== GIVEN RECORDS
PR #1084, opened 2022-10-06
Add Twig inheritance page

fkaminski:
DE only (EN Translation after review).
Respects hugo weight variable in relation to PR #1082
(Nothing new here. Rather analogous to the PHP template navigation structure)


fkaminski:
@m-vo Should we add the hierarchy examples here?

PR #1092, opened 2022-11-01
Add ext-fileinfo to system requirements

fritzmg:
Through `league/flysystem` (which requires `league/mime-type-detection`) Contao 4.13 has a new system requirement for the `fileinfo` PHP extension.


netzarbeiter (approved):
Thank you, Fritz.

PR #465, opened 2026-05-27
fix(workarena): seed generator, task class loading, infeasible tool key

conte91:
- Seed generator: L2/L3 tasks now get [meta_seed] directly instead of relying on get_all_tasks_agents curriculum (which varies with meta_seed and produced empty seed lists for some task types). L1 unchanged.
- Infeasible tool: use "message" key instead of "content" to match WorkArena validator expectation.
- Regenerated task_metadata.json (333 → 715 tasks) from canonical ALL_COMPOSITIONAL_TASKS_L2/L3 lists.


younik (approved):
PLUR!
====
(PROBLEM TO SOLVE): Only the lines from the one holding "Thank you, Fritz." through the end of the records should appear in the answer, each repeated exactly.

(ANSWER TO THE EXERCISE):
Thank you, Fritz.

PR #465, opened 2026-05-27
fix(workarena): seed generator, task class loading, infeasible tool key

conte91:
- Seed generator: L2/L3 tasks now get [meta_seed] directly instead of relying on get_all_tasks_agents curriculum (which varies with meta_seed and produced empty seed lists for some task types). L1 unchanged.
- Infeasible tool: use "message" key instead of "content" to match WorkArena validator expectation.
- Regenerated task_metadata.json (333 → 715 tasks) from canonical ALL_COMPOSITIONAL_TASKS_L2/L3 lists.


younik (approved):
PLUR!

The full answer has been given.